En este proceso, desde la FLIP hemos acompañado la representación legal de cuatro de los siete periodistas víctimas, en una búsqueda prolongada de verdad, justicia y reparación frente a hechos que evidencian los riesgos estructurales que persisten para el ejercicio del periodismo en la región. Sobre estos hechos, el Juzgado declaró el fallo como mixto: aunque se condena a los responsables por el delito de secuestro, el delito de despojo en campo de batalla fue declarado prescrito.

Pese a que los sucesos ocurrieron hace casi una década, la violencia contra la prensa persiste: por segundo año consecutivo, Norte de Santander se ubicó entre los departamentos con mayor número de amenazas contra periodistas, seguidas por el acoso y el desplazamiento forzado, con presunta participación de actores armados y bandas criminales. La demora de casi diez años en la respuesta judicial envía un mensaje de vulnerabilidad a quienes hoy continúan ejerciendo el periodismo en la región y, con razón, evitan exponerse ante riesgos que siguen latentes.

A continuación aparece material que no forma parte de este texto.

PR #256, opened 2016-04-07
Don't crop rotated frames in ReferenceCamera

### LINKED ISSUE #228: Camera rotation crops frame

richard-sim:
In ReferenceCamera#transformImage, adjust the size of the image before rotating so that the full rotated image will fit in the new frame. Fixes #228

### DIFF
--- a/src/main/java/org/openpnp/machine/reference/ReferenceCamera.java
+++ b/src/main/java/org/openpnp/machine/reference/ReferenceCamera.java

Desde la FLIP esperamos que se realice la audiencia de lectura de fallo el próximo 11 de febrero. Si bien esta decisión representa un avance en materia de justicia, verdad y reparación integral, y reafirma el principio del Derecho Internacional Humanitario que reconoce a las y los periodistas como personas de especial protección e integra la obligación de aplicar el enfoque diferencial de censura en casos que involucran periodistas, reiteramos el llamado a la no repetición. El riesgo por el hecho de ser periodista en zonas de conflicto continúa agudizándose y exige garantías efectivas por parte de las instituciones competentes de protección para que hechos como estos no vuelvan a ocurrir. Así como la falta de efectividad de penas de cárcel a los miembros del COCE y los comandantes territoriales que no se han presentado a la justicia y están prófugos, siguen cometiendo delitos desde las estructuras armadas que dirigen, siendo máximos responsables de crímenes graves contra la población civil.